SSH Connection Failure Troubleshooting

Initial State

  • Client: Local Windows (OpenSSH client)
  • Server: Cloud Platform Linux VM (Azure)
  • Symptoms: Local SSH client connection failed.
  • Known: Cloud platform’s built-in Bastion (web terminal) can login normally.

Investigation Module 1: Server Log Analysis

  • Issue: sshd service logs (journalctl -u sshd) show multiple warnings and errors.
    • Deprecated option RhostsRSAAuthentication (and other Deprecated warnings)
    • error: Unable to load host key: /etc/ssh/ssh_host_dsa_key
  • Investigation Process:
    1. Analyzed Deprecated warnings: Confirmed these are old configuration items in sshd_config. They are “warnings” not “errors” - the service ignores them and runs normally.
    2. Analyzed Unable to load host key: Confirmed dsa_key is an obsolete key type not generated by default on new systems. Service skips this key and loads others (RSA, ED25519) normally.
  • Conclusion: These entries in server logs are not the cause of connection failure.

Investigation Module 2: Network Connectivity Test

  • Issue: Is network between local client and server port 22 blocked by firewall (cloud platform NSG or system firewall)?

  • Investigation Process:

    1. Execute port connectivity test in local Windows PowerShell terminal:

      1
      Test-NetConnection -ComputerName [Server IP] -Port 22
  • Conclusion:

    • Command returned TcpTestSucceeded : True.
    • This proves network path is clear, and both cloud platform firewall (NSG) and server system firewall correctly allow traffic on port 22.

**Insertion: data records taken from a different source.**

PR #1865, opened 2025-07-09
Eliminate du usage

keith-ms:
## Type of Change

- [x] Bug fix
- [ ] New feature
- [ ] Other (describe):

## Description
Previously, in order to estimate disk usage for a specific path, the `GetUsage()` function would use the `Command` function to execute the `du` command, parse the output and return the results in megabytes. After troubleshooting an issue that involved file writes to a volume that made use of this driver causing the write to hang, I tracked down the hang to entry into the `GetUsage()` function.

This change removes the usage of `du` in favor of replicating the functionality using the `WalkDir()` function included in the Go standard library. I also added functions with clearer names, preserved the API of the `common` package, updated functions that previously called the `GetUsage()` function to use the newer functions and added additional testing.

Removing the use of the `Command` function prevents the creation of a new external process and makes the `GetUsage()` function more portable across Linux distributions.

## Checklist

## Related Links
- [Issues](<link>)

### DIFF
--- a/common/util.go
+++ b/common/util.go
@@ -363,65 +363,49 @@ func NotifyMountToParent() error {
 	return nil
 }
 
-var duPath []string = []string{"/usr/bin/du", "/usr/local/bin/du", "/usr/sbin/du", "/usr/local/sbin/du", "/sbin/du", "/bin/du"}
-var selectedDuPath string = ""
+// Defining this wrapper function to preserve the original API.
+func GetUsageInBytes(path string) (int64, error) {
+	totalUsage := int64(0)
 
-// GetUsage: The current disk usage in MB
-func GetUsage(path string) (float64, error) {
-	var currSize float64
-	var out bytes.Buffer
-
-	if selectedDuPath == "" {
-		selectedDuPath = "-"
-		for _, dup := range duPath {
-			_, err := os.Stat(dup)
-			if err == nil {
-				selectedDuPath = dup
-				break
-			}
+	err := filepath.WalkDir(path, func(path string, _ os.DirEntry, err error) error {
+		if err != nil {
+			return err
 		}
-	}
 
-	if selectedDuPath == "-" {
-		return 0, fmt.Errorf("failed to find du")
-	}
+		/*
+			Use os.Lstat() to get the file information. The previous implementation of this function
+			used du, and it did not include the -L flag to follow symlinks.
+			Using os.Stat() will resolve symlinks and return the size of the target file,
+			which will change the behavior of this function.
+		*/
+		fileInfo, err := os.Lstat(path)
+		if err != nil {
+			return err
+		}
 
-	// du - estimates file space usage
-	// https://man7.org/linux/man-pages/man1/du.1.html
-	// Note: We cannot just pass -BM as a parameter here since it will result in less accurate estimates of the size of the path
-	// (i.e. du will round up to 1M if the path is smaller than 1M).
-	cmd := exec.Command(selectedDuPath, "-sh", path)
-	cmd.Stdout = &out
+		totalUsage += fileInfo.Size()
+		return nil
+	})
 
-	err := cmd.Run()
 	if err != nil {
 		return 0, err
 	}
 
-	size := strings.Split(out.String(), "\t")[0]
-	if size == "0" {
-		return 0, nil
-	}
+	return totalUsage, nil
+}
 
-	// some OS's use "," instead of "." that will not work for float parsing - replace it
-	size = strings.Replace(size, ",", ".", 1)
-	parsed, err := strconv.ParseFloat(size[:len(size)-1], 64)
+func GetUsageInMegabytes(path string) (float64, error) {
+	return GetUsage(path)
+}
+
+// GetUsage: The current disk usage in MB using Go libraries
+// Deprecated: Use GetUsageInBytes or GetUsageInMegabytes instead, which provide more clarity on the return units.
+func GetUsage(path string) (float64, error) {
+	totalUsageInBytes, err := GetUsageInBytes(path)
 	if err != nil {
-		return 0, fmt.Errorf("failed to parse du output")
+		return 0, err
 	}
-
-	switch size[len(size)-1] {
-	case 'K':
-		currSize = parsed / float64(1024)
-	case 'M':
-		currSize = parsed
-	case 'G':
-		currSize = parsed * 1024
-	case 'T':
-		currSize = parsed * 1024 * 1024
-	}
-
-	return currSize, nil
+	return float64(totalUsageInBytes) / (1024 * 1024), nil
 }
 
 var currentUID int = -1
--- a/component/block_cache/block_cache.go
+++ b/component/block_cache/block_cache.go
@@ -1785,7 +1785,15 @@ func (bc *BlockCache) diskEvict(node *list.Element) {
 
 // checkDiskUsage : Callback to check usage of disk and decide whether eviction is needed
 func (bc *BlockCache) checkDiskUsage() bool {
-	data, _ := common.GetUsage(bc.tmpPath)
+	var data = float64(0)
+	var err error
+	if bc.tmpPath != "" {
+		data, err = common.GetUsageInMegabytes(bc.tmpPath)
+		if err != nil {
+			log.Err("BlockCache::checkDiskUsage : Failed to get disk usage for %s [%s]", bc.tmpPath, err.Error())
+			return false
+		}
+	}
 	usage := uint32((data * 100) / float64(bc.diskSize/_1MB))
 
 	if bc.maxDiskUsageHit {
@@ -1930,12 +1938,22 @@ func (bc *BlockCache) StatFs() (*syscall.Statfs_t, bool, error) {
 		return nil, false, nil
 	}
 
-	usage, _ := common.GetUsage(bc.tmpPath)
-	usage = usage * float64(_1MB)
+	// Previously, this section ignored the error returned by a call to GetUsage.
+	// In order to preserve the behavior of GetUsage, I'll check for an empty value
+	// for bc.tmpPath. If it's empty, use 0 for usage.
+	usage := int64(0)
+	var err error
+	if bc.tmpPath != "" {
+		usage, err = common.GetUsageInBytes(bc.tmpPath)
+		if err != nil {
+			log.Err("BlockCache::StatFs : Failed to get disk usage for %s [%s]", bc.tmpPath, err.Error())
+			return nil, false, err
+		}
+	}
 
-	available := (float64)(maxCacheSize) - usage
+	available := (float64)(maxCacheSize) - float64(usage)
 	statfs := &syscall.Statfs_t{}
-	err := syscall.Statfs("/", statfs)
+	err = syscall.Statfs("/", statfs)
 	if err != nil {
 		log.Debug("BlockCache::StatFs : statfs err [%s].", err.Error())
 		return nil, false, err
--- a/component/file_cache/cache_policy.go
+++ b/component/file_cache/cache_policy.go
@@ -86,7 +86,7 @@ func getUsagePercentage(path string, maxSize float64) float64 {
 		}
 	} else {
 		// We need to compuate % usage of temp directory against configured limit
-		currSize, err = common.GetUsage(path)
+		currSize, err = common.GetUsageInMegabytes(path)
 		if err != nil {
 			log.Err("cachePolicy::getUsagePercentage : failed to get directory usage for %s [%v]", path, err.Error)
 		}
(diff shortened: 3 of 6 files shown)


common/util.go
```diff
@@ -363,65 +363,49 @@ func NotifyMountToParent() error {
...
-
-	if selectedDuPath == "" {
-		selectedDuPath = "-"
-		for _, dup := range duPath {
-			_, err := os.Stat(dup)
-			if err == nil {
-				selectedDuPath = dup
-				break
-			}
+	err := filepath.WalkDir(path, func(path string, _ os.DirEntry, err error) error {
```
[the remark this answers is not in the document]
keith-ms: This comment is incorrect, the error is checked on line 390.

common/util.go
```diff
@@ -363,65 +363,49 @@ func NotifyMountToParent() error {
...
+			return err
+		}
 
-	// du - estimates file space usage
-	// https://man7.org/linux/man-pages/man1/du.1.html
-	// Note: We cannot just pass -BM as a parameter here since it will result in less accurate estimates of the size of the path
-	// (i.e. du will round up to 1M if the path is smaller than 1M).
-	cmd := exec.Command(selectedDuPath, "-sh", path)
-	cmd.Stdout = &out
+		totalUsage += fileInfo.Size()
```
bhansalivikas: We are doing a WalkDir and then for each item we are doign a os.Lstat(). I see this is a lot of overhead in terms of time and CPU usage on blobfuse. Most customers will not like this change and hence it shall not be a default behavior.

keith-ms: I ran some benchmarks comparing the use of `WalkDir` versus `Walk` versus `du`. You're right - there is certainly memory efficiency to be gained by using the `Walk` function and eliminating the extra call to `os.Lstat()`. I'll put up a change that will fix this problem. Memory usage is also lower when running the calculation in Go until about 10,000 or so files in the path and subdirectories. Go memory utilization with this method increases linearly with number of files and `du` stays constant at about 2MB of memory usage regardless of the number of files. Below about 10,000 files, Go is below 2MB of memory usage.

The big win is on CPU usage: because of the overhead of starting up a process (~1ms), calculating the usage for a path is significantly faster in Go than it is when shelling out to `du`, especially with a small number of files (<10,000).

Eliminating the usage of `du` also removes brittleness associated with parsing output from the command. Different locales or even non-GNU versions of `du` may cause the output to not conform to expectations.

An aside: I will make a change so that the result returned by the various `GetUsage*` functions return a size based on block usage, not based on logical usage. This is in line with the previous invocation of `du` without the `--apparent-use` flag.

bhansalivikas: If there is a deep nesting or the number of files in path is very large than the code will have significant performance impact. If 'du' if not usable in your environment I propose we keep the default 'du' flow as is and you add a new flow to compute the size in this new flow and keep this behind a hidden flag.

keith-ms: I ran benchmarks for up to 100,000 files. The Go program's memory utilization grows linearly with the number of files (up to about 42MB or so in this situation) versus the constant memory utilization demonstrated by `du`. I doubt that I can get the pure Go implementation down to such low memory utilization. 

I'll add a flag that disables the use of the external `du`, as you requested.

cmd/mount.go
```diff
@@ -844,6 +844,12 @@ func init() {
 	mountCmd.Flags().BoolVar(&options.AttrCache, "use-attr-cache", true, "Use attribute caching.")
 	config.BindPFlag("use-attr-cache", mountCmd.Flags().Lookup("use-attr-cache"))
 
+	mountCmd.Flags().Bool("file-cache-use-du", true, "Use du command for file cache disk usage calculation.")
```
bhansalivikas: This shall be generic flag like no-du and shall not have any "file-cache" reference in this. If this option is very specific to file-cache component than it shall be exported from file-cache component itself.

cmd/mount.go
```diff
@@ -844,6 +844,12 @@ func init() {
...
+	config.BindPFlag("file_cache.use-du", mountCmd.Flags().Lookup("file-cache-use-du"))
+
+	mountCmd.Flags().Bool("block-cache-use-du", true, "Use du command for block cache disk usage calculation.")
```
bhansalivikas: there shall be only one flag and not seperate for file-cache and block-cache. Lets generalise it to "no-du" or something like that and default behaviour shall be to use 'du' command so current flow does not change for any existing customer.

common/util.go
```diff
@@ -363,11 +363,42 @@ func NotifyMountToParent() error {
 	return nil
 }
 
-var duPath []string = []string{"/usr/bin/du", "/usr/local/bin/du", "/usr/sbin/du", "/usr/local/sbin/du", "/sbin/du", "/bin/du"}
-var selectedDuPath string = ""
+func GetUsageWithWalkInBytes(path string) (int64, error) {
+	totalUsage := int64(0)
+
+	const blockSize = 512
+	err := filepath.Walk(path, func(path string, info os.FileInfo, err error) error {
```
bhansalivikas, line 382: if there is a child directory, does walk take care of it or we need to iterate the children seperatly ?

common/util.go
```diff
@@ -363,11 +363,42 @@ func NotifyMountToParent() error {
...
+		if err != nil {
+			return err
+		}
+		if stat, ok := info.Sys().(*syscall.Stat_t); ok {
+			totalUsage += stat.Blocks * blockSize
```
bhansalivikas, line 387: should it be blocks*block-size of the file size directly ? If the file size does not align properly to the block-size then this will give a higher usage.

component/block_cache/block_cache.go
```diff
@@ -102,12 +103,14 @@ type BlockCacheOptions struct {
 	PrefetchOnOpen bool    `config:"prefetch-on-open" yaml:"prefetch-on-open,omitempty"`
 	Consistency    bool    `config:"consistency" yaml:"consistency,omitempty"`
 	CleanupOnStart bool    `config:"cleanup-on-start" yaml:"cleanup-on-start,omitempty"`
+	UseDu          bool    `config:"use-du" yaml:"use-du,omitempty"`
```
bhansalivikas: shall not be part of component level config. Rather use a common config as the same flag is needed by more than one component. You can check use of 'read-only' for reference.

component/block_cache/block_cache.go
```diff
@@ -102,12 +103,14 @@ type BlockCacheOptions struct {
...
 }
 
 const (
 	compName                = "block_cache"
 	defaultTimeout          = 120
 	defaultBlockSize        = 16
+	defaultUseDu            = true
```
bhansalivikas: no need to define the constant for true.

component/block_cache/block_cache.go
```diff
@@ -1788,9 +1797,26 @@ func (bc *BlockCache) diskEvict(node *list.Element) {
 	_ = os.Remove(localPath)
 }
 
+// getDiskUsage returns the current disk usage in MB
+func (bc *BlockCache) getDiskUsage() (float64, error) {
```
bhansalivikas, line 1811: This function looks ok but if we call this function periodically or at high interval then we are comparing the flags everytime. This can be optimised further by creating a function pointer to selected method and in this function just call whatever its poitning to,

component/file_cache/cache_policy.go
```diff
@@ -74,21 +75,28 @@ type cachePolicy interface {
 }
 
 // getUsagePercentage:  The current cache usage as a percentage of the maxSize
-func getUsagePercentage(path string, maxSize float64) float64 {
+func getUsagePercentage(path string, maxSize float64, useDu bool) float64 {
```
bhansalivikas: again this can be acheived using function pointer instead of passing down the flags and then doing if-else check.

component/file_cache/file_cache.go
```diff
@@ -951,7 +981,13 @@ func (fc *FileCache) OpenFile(options internal.OpenFileOptions) (*handlemap.Hand
 
 		if fileSize > 0 {
 			if fc.diskHighWaterMark != 0 {
-				currSize, err := common.GetUsage(fc.tmpPath)
+				var currSize float64
+				var err error
+				if fc.useDu {
```
bhansalivikas: Same comments to avoid if checks in every call.

sampleBlockCacheConfig.yaml
```diff
@@ -20,6 +20,7 @@ block_cache:
   mem-size-mb: 4096
   prefetch: 80
   parallelism: 128
+  use-du: true  # Use external 'du' command for disk usage calculation
```
bhansalivikas: if default is true and than we shouldn't be explicitly putting this flag in any of the sample configs.

setup/baseConfig.yaml
```diff
@@ -28,6 +28,7 @@ block_cache:
   disk-timeout-sec: <default disk cache eviction timeout (in sec). Default - 120 sec>
   prefetch: <number of blocks to be prefetched in serial read case. Min - 11, Default - 2 times number of CPU cores>
   parallelism: <number of parallel threads downloading the data and writing to disk cache. Default - 3 times number of CPU cores> 
+  use-du: <if true, du command will be used to calculate disk usage. Default - true>
```
bhansalivikas: as a thumb rule, we have all bool flags set to false by default. This is breaking that rule so ideally we shall have a flag called "no-du" or "du-not-present" or something.

common/util.go
keith-ms: Both `Walk` and `WalkDir` will walk the entire directory rooted at `path`:

https://pkg.go.dev/path/filepath#Walk
https://pkg.go.dev/path/filepath#WalkDir

I found it strange that the benchmarking I did showed that `Walk` performed better in terms of CPU and memory utilization than `WalkDir`. I'll try again to be sure.

common/util.go
keith-ms: That's correct and intentional. I want this output to be as similar to `du` as possible. The existing implementation that uses `du` passes in the `-sh` flags. This prints a summary and makes the output human readable. In the GNU implementation of `du`, the default output is disk usage, not the size of the file (the latter requiring the use of `--apparent-size`).

component/block_cache/block_cache.go
keith-ms: The `read-only` flag appears only as a CLI parameter, not in the configuration file. There's no generic section in `baseConfig.yaml`. Where should a generic parameter like this exist within the configuration file?

keith-ms: I added it. I'm not satisfied with having `no-du` not rooted under anything else inside of the configuration file, but it may be acceptable. Creating a section called `global` may overcomplicate the configuration file.

common/util.go
```diff
@@ -363,11 +375,42 @@ func NotifyMountToParent() error {
...
+	totalUsageInBytes, err := GetUsageWithWalkInBytes(path)
+	if err != nil {
+		return 0, err
+	}
+	return float64(totalUsageInBytes) / (1024 * 1024), nil
+}
+
+// GetUsageWithDu: The current disk usage in MB
+func GetUsageWithDu(path string) (float64, error) {
+	var duPath []string = []string{"/usr/bin/du", "/usr/local/bin/du", "/usr/sbin/du", "/usr/local/sbin/du", "/sbin/du", "/bin/du"}
```
bhansalivikas, line 411: These are static values, lets keep this as global variable only otherwise every time the function is called, it will end up creating a new string slice with these values. Just a waste of memory nothing much.

component/block_cache/block_cache.go
```diff
@@ -253,6 +254,23 @@ func (bc *BlockCache) Configure(_ bool) error {
 		bc.diskTimeout = conf.DiskTimeout
 	}
 
+	var noDu bool
+	if err := config.UnmarshalKey("no-du", &noDu); err == nil {
+		if noDu {
+			bc.diskUsageConfiguration = common.DiskUsageConfiguration{
+				DiskUsageFunction: common.GetUsageWithWalkInMegabytes,
+				UsesDu:            false,
```
bhansalivikas, line 262: If the callback method is set then do we need this flag marking use du or no du. Based on the method linked here in function pointer we have any way made a decision to use or not use du.

component/block_cache/block_cache.go
```diff
@@ -253,6 +254,23 @@ func (bc *BlockCache) Configure(_ bool) error {
...
+			}
+		} else {
+			bc.diskUsageConfiguration = common.DiskUsageConfiguration{
```
bhansalivikas, line 265: Instead of being a file-cache or a block-cache member this could be a global variable in itself where GetUsage is generalised so that in any code space in blobfuse if we try to compute the disk usage it uses the configured method. By doing it in this format we are saying file-cache and block-cache will define du or no-du but other components are still free to rely on du command. Ideally a global function pointer shall be set based on the input cli flag and all other component shall just use that function pointer to get disk space, globally that function defines whether to use du or not.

Investigation Module 3: Authentication Investigation

  • Issue: Network is clear, why does connection fail?

  • Investigation Process (1): Analyzing Server Real-time Logs (Misleading Information)

    1. Run sudo journalctl -f -u sshd on server for real-time monitoring.
    2. Attempt login from local machine.
    3. Server logs show Failed password for root from [Unknown IP].
    4. Analysis: Username (root) and source IP ([Unknown IP]) in logs don’t match local client (azureuser, [Local IP]).
    5. Conclusion: This is a “brute force” attack from the internet, unrelated to this login failure investigation - background noise.
  • Investigation Process (2): Analyzing Local Detailed Logs (Root Cause)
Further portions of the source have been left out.